Global equity markets declined over the week ended August 18 based on evolving concerns about weakness in China’s economic indicators and the outlook for continued high global interest rates. The S&P/TSX Composite Index declined with weakness in the Information Technology and Materials sectors. U.S. equities, as measured by the MSCI USA Index, also finished the week lower. Yields on 10-year government bonds in Canada and the U.S. rose as the U.S. Federal Reserve Board (“Fed”) minutes released this week suggested that the central bank was not finished raising interest rates. Both oil and gold prices declined.


Canada’s inflation rate moves up

  • Canada’s annual inflation rate ticked higher to 3.3% in July, from 2.8% in June. According to Statistics Canada, the increase was partially due to a relatively smaller drop in gasoline prices.

  • However, one of the largest ongoing contributors to higher inflation has been the record increase in mortgage costs. Food prices rose by 8.5% in July, slowing from the 9.1% increase in June.

  • Despite the increase in inflation, the Bank of Canada (“BoC”) appears poised to hold steady at its next meeting on September 6.

  • Ahead of the meeting, the BoC will pay particular attention to core inflation measures, which have been declining.
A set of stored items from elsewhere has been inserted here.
PR #386, opened 2025-09-16
Fix dependencies

Krzmbrzl:


cmake/modules/FindOrFetchGoogleBenchmark.cmake
```diff
@@ -10,7 +10,7 @@ if (NOT TARGET benchmark::benchmark)
         GIT_SHALLOW
         EXCLUDE_FROM_ALL
         SYSTEM
-        FIND_PACKAGE_ARGS NAMES benchmark
+        FIND_PACKAGE_ARGS 1.9.3 NAMES benchmark
```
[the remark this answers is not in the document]
evaleev: Probably should be moved to `versions.cmake` also ... To keep all prerequisite versions in one place

evaleev:
@Krzmbrzl have a look

cmake/modules/FindOrFetchSpdlog.cmake
```diff
@@ -10,7 +10,10 @@ if (NOT TARGET spdlog::spdlog)
         GIT_SHALLOW
         EXCLUDE_FROM_ALL
         SYSTEM
-        FIND_PACKAGE_ARGS NAMES spdlog
+		# The CMake option is not honored if spdlog is found via CMake config file
+		# However, our code doesn't compile when using libfmt as we're specializing templates for std::format
+		# see https://github.com/gabime/spdlog/issues/3467
+		#FIND_PACKAGE_ARGS NAMES spdlog
```
evaleev, line 16: @Krzmbrzl sounds like we need to do a 3-step dance:
- if TARGET spdlog::spdlog already available, still introspect it to detect if using std::format. If not, instist on FC.
- if TARGET spdlog::spdlog is not yet available, find_package(spdlog), introspect, if not using std::format insist on FC
- FC if needed.

external/versions.cmake
```diff
@@ -4,28 +4,22 @@
...
 
 set(SEQUANT_TRACKED_POLYMORPHICVARIANT_TAG 010c69786104c07c5faccffe0e99f99de5a69fd8)
-set(SEQUANT_TRACKED_POLYMORPHICVARIANT_PREVIOUS_TAG 010c69786104c07c5faccffe0e99f99de5a69fd8)
 
 set(SEQUANT_TRACKED_UTFCPP_TAG v4.0.6)
-set(SEQUANT_TRACKED_UTFCPP_PREVIOUS_TAG v4.0.6)
 
 set(SEQUANT_TRACKED_CLI11_TAG v2.5.0)
-set(SEQUANT_TRACKED_CLI11_PREVIOUS_TAG v2.5.0)
+set(SEQUANT_OLDEST_CLI11_VERSION 2)
```
Krzmbrzl, line 17: I think I'd vote for the term "minimum version" rather than "oldest version" :thinking:

cmake/modules/FindOrFetchSpdlog.cmake
Krzmbrzl: Introspecting seems somewhat fragile. I think I tend to stick with always using FetchContent for now (assuming that now top-level project has defined the target otherwise - in which case FC will cause a target conflict anyway). Going forward, I would switch to a different logging library instead.

evaleev: presumably can see if `SPDLOG_USE_STD_FORMAT` is among compile definitions of the spdlog target: https://github.com/gabime/spdlog/blob/v1.x/CMakeLists.txt#L287

not a big deal now but will probably need this to be adoptable by packagers

PR #389, opened 2025-09-25
spin(trace) code is moved to `mbpt` namespace

evaleev:


ajay-mk:
Should `biorthogonalization.{hpp,cpp}` be in the `mbpt` namespace as well?

Issue #393, opened 2025-09-26
Factor out Similarity Transformation Logic


ajay-mk:
The similarity transformation logic is now tied to the `mbpt::CC` class, need to factor it out for general use cases.

PR #400, opened 2025-10-01
MBPT Utility Functions

ajay-mk:
### Changelist
- Factors out similarity transformation logic from CC class: #393 
- Introduce a general function to screen out non-contributing terms from expectation values
- Update `can_change_qns` function and factor out the logic to compute quantum number change produced by a product of operators. 
- Docs++

### DIFF
--- a/SeQuant/domain/mbpt/op.cpp
+++ b/SeQuant/domain/mbpt/op.cpp
@@ -1014,8 +1014,8 @@ ExprPtr L(nann na, ncre nc, const cre<IndexSpace>& cre_space,
 
 ExprPtr L(nₚ np, nₕ nh) { return L(nann(np), ncre(nh)); }
 
-bool can_change_qns(const ExprPtr& op_or_op_product, const qns_t target_qns,
-                    const qns_t source_qns = {}) {
+bool can_change_qns(const ExprPtr& op_or_op_product, const qns_t& target_qns,
+                    const qns_t& source_qns) {
   qns_t qns = source_qns;
   if (op_or_op_product.is<Product>()) {
     const auto& op_product = op_or_op_product.as<Product>();
--- a/SeQuant/domain/mbpt/op.cpp
+++ b/SeQuant/domain/mbpt/op.cpp
@@ -1036,27 +1036,25 @@ bool can_change_qns(const ExprPtr& op_or_op_product, const qns_t& target_qns,
 }
 
 bool raises_vacuum_up_to_rank(const ExprPtr& op_or_op_product,
-                              const unsigned long k) {
+                              unsigned long k) {
   assert(op_or_op_product.is<op_t>() || op_or_op_product.is<Product>());
 
   return can_change_qns(op_or_op_product, interval_excitation_type_qns(k));
 }
 
 bool lowers_rank_or_lower_to_vacuum(const ExprPtr& op_or_op_product,
-                                    const unsigned long k) {
+                                    unsigned long k) {
   assert(op_or_op_product.is<op_t>() || op_or_op_product.is<Product>());
   return can_change_qns(op_or_op_product, qns_t{},
                         interval_excitation_type_qns(k));
 }
 
-bool raises_vacuum_to_rank(const ExprPtr& op_or_op_product,
-                           const unsigned long k) {
+bool raises_vacuum_to_rank(const ExprPtr& op_or_op_product, unsigned long k) {
   assert(op_or_op_product.is<op_t>() || op_or_op_product.is<Product>());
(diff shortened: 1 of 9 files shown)


SeQuant/domain/mbpt/op.cpp
```diff
@@ -1036,27 +1044,25 @@ bool can_change_qns(const ExprPtr& op_or_op_product, const qns_t target_qns,
...
 bool raises_vacuum_up_to_rank(const ExprPtr& op_or_op_product,
-                              const unsigned long k) {
+                              unsigned long k) {
   assert(op_or_op_product.is<op_t>() || op_or_op_product.is<Product>());
 
   return can_change_qns(op_or_op_product, interval_excitation_type_qns(k));
 }
 
 bool lowers_rank_or_lower_to_vacuum(const ExprPtr& op_or_op_product,
-                                    const unsigned long k) {
```
evaleev, line 1046: why `const` removed here and other similar functions?

SeQuant/domain/mbpt/op.hpp
```diff
@@ -1052,51 +1052,76 @@ DEFINE_SINGLE_SIGNED_ARGUMENT_OP_VARIANT(A);
...
-/// @param order order of perturbation
 /// @param K rank up to which the sum is to be formed
+/// @param order order of perturbation
 /// @param skip1 if true, skips single deexcitations
 /// @pre `order==1`, only first order perturbation is supported now
-ExprPtr Λ_pt(std::size_t order, std::size_t K, bool skip1 = false);
-
+ExprPtr Λ_pt(std::size_t K, std::size_t order = 1, bool skip1 = false);
+
+/// @brief computes the quantum number change effected by a given Operator or
```
evaleev, line 1089: change effected on what?

would `apply_to_vac` be better?

SeQuant/domain/mbpt/utils.hpp
```diff
@@ -0,0 +1,50 @@
...
+/// @param expr input expression
+/// @param skip_clone if true, will not clone the input expression
+/// @return return screened expression
+/// @code
+/// // example usage:
+/// auto expr1 = screen_zero_terms(expr); // screens for <0| expr |0>
+/// auto expr2 = screen_zero_terms(P(2) * expr); // screens for <P(2)| expr |0>
+/// @endcode
+/// @pre This function expects \p input to be composed of mbpt::Operators
+ExprPtr screen_zero_terms(ExprPtr expr, bool skip_clone = false);
```
evaleev, line 46: this screens zero terms from ref expectation value ... better name is `screen_vac_av` or `nonzero_vac_av`

re: `vac_av` vs `ref_av`, it seems indeed that what we currently call `vac_av` is `ref_av` which works correctly for the case of vac==ref (see https://github.com/ValeevGroup/SeQuant/blob/da940757199465981b15b13db84fb037a0743d9a/SeQuant/domain/mbpt/op.cpp#L1078). I propose we rename it to `ref_av` and then provide `vac_av` that computes vacuum average (i.e. for the ref!=vac case forces full contractions). The latter can be used for single reference contexts and has the expected terminology. But `ref_av` can be used in more general situations. Clearly both should just use same implementation.

SeQuant/domain/mbpt/op.hpp
ajay-mk: It was supposed to be the change effected on the vacuum. `apply_to_vac` sounds better, will update.

SeQuant/domain/mbpt/utils.hpp
```diff
@@ -0,0 +1,50 @@
...
+#include <SeQuant/core/rational.hpp>
+#include <SeQuant/core/runtime.hpp>
+
+#include <SeQuant/domain/mbpt/op.hpp>
+
+#include <range/v3/view.hpp>
+
+namespace sequant::mbpt {
+// clang-format off
+/// @brief Computes the similarity transformation e^(-B) A e^B using a commutator series truncated up to the specified order. Uses the Baker-Campbell-Hausdorff expansion.
```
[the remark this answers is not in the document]
ajay-mk: Another name to consider would be `exp_sim_tr`, not sure if that is any better. I checked some other codes to see what they do. Wick&d uses `bch` and pdaggerq refers to it as a similarity transformation.

I think it is okay to call it `sim_tr` as long as we clearly explain what it does.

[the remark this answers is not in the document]
evaleev: I agree, `sim_tr` is OK. BCH is problematic for many reasons. Campbell was the one to show the commutator expression for e^-A B e^A in 1891 (DOI 10.1112/plms/s1-28.1.381). But `campbell_transform` is too unfamiliar to users.

PR #403, opened 2025-10-02
Fix Printing of A/S/P Operators

### LINKED ISSUE #399: `to_latex()` does not include rank info for A/P operators
`to_latex()` calls on `A` or `P` operators do not display rank information.

Example: 
```c++
auto P1 = P(1);
auto P2 = P(2);
auto P_1_2 = P(nₚ(2), nₕ(1));

std::wcout << "P1 = " << to_latex(P1) << "\n";
std::wcout << "P2 = " << to_latex(P2) << "\n";
std::wcout << "P(2,1) = " << to_latex(P_1_2) << "\n";
```
All of these cases produce `{\hat{A}}`. The output should include rank information, for example: `{\hat{A}_{2}}` and `{\hat{A}_{2,1}}`

ajay-mk:
Will resolve #399

### DIFF
--- a/SeQuant/domain/mbpt/op.cpp
+++ b/SeQuant/domain/mbpt/op.cpp
@@ -354,18 +354,30 @@ std::wstring to_latex(const mbpt::Operator<mbpt::qns_t, S>& op) {
     base_lbl.pop_back();
   }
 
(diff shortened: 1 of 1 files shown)


evaleev:
need unit test(s)

PR #409, opened 2025-10-14
Custom asserts

Krzmbrzl:
This allows enabling assertions in release builds. This is quite useful as a way to make SeQuant self-validate with somewhat real-world applications (which would be way too slow in Debug builds).

### DIFF
--- a/tests/unit/test_index.cpp
+++ b/tests/unit/test_index.cpp
@@ -128,10 +128,11 @@ TEST_CASE("index", "[elements][index]") {
       REQUIRE_NOTHROW(Index{} = std::move(i7_copy));
       REQUIRE(i7_copy.nonnull() == false);
 
-#if SEQUANT_ASSERT_VARIANT == SEQUANT_ASSERT_THROW
-      REQUIRE_THROWS(Index(isr->retrieve(L"i"), 4, {i1, i1}));
-      REQUIRE_THROWS(Index(L"i_5", {L"i_1", L"i_1"}));
-      REQUIRE_THROWS(Index(L"i_5", {L"i_1", L""}));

  • Forecasts from the BoC in July showed inflation staying around 3% over the next 12 months before trending down to 2% by 2025.

U.S. retail sales advance

  • Retail sales in the U.S. rose by 0.7%, representing a fourth consecutive monthly increase, according to the Department of Commerce.

  • Economists had expected only a 0.4% rise, so the results pointed to the resilience of the U.S. economy.

  • Although pandemic-related savings are becoming depleted, U.S. consumers continued to show their relative strength, helping push economic activity higher.

  • Spending on e-commerce channels was a key contributor to retail sales in July, driven by Amazon’s Prime Day.

  • The data led to concerns from investors that the Fed could keep interest rates higher for longer.

U.K. energy costs moderate

  • The U.K. inflation rate softened to 6.8% in July, on an annual basis, the lowest level since early 2022, in response to lower energy costs.

  • The core inflation rate was unchanged at 6.9% in July, which is likely to keep the Bank of England on a path of raising interest rates.

  • In Europe, according to Eurostat, reduced energy prices also helped to lower consumer price inflation to 5.3% in July.

  • The cost of services rose to 5.6% in July, which could be a concern for the European Central Bank as higher prices for services can be driven by higher wages in the tight jobs market.

China’s economic indicators lose momentum

  • China’s domestic demand continued to moderate. Retail sales in China rose by 2.5% year-over-year in July, down from the 3.1% increase in the previous month, missing expectations.

  • This marked the third straight monthly slowdown in retail sales growth.

  • Industrial production climbed by 3.7% in July, also down from the previous month’s increase.

  • This adds to weakening economic conditions across the country, which prompted the People’s Bank of China to reduce its one-year medium-term lending facility by 15 basis points to 2.50%.

  • The monetary easing measures followed higher deflation risks in July as well as default risks by key property developers, which impacted market sentiment.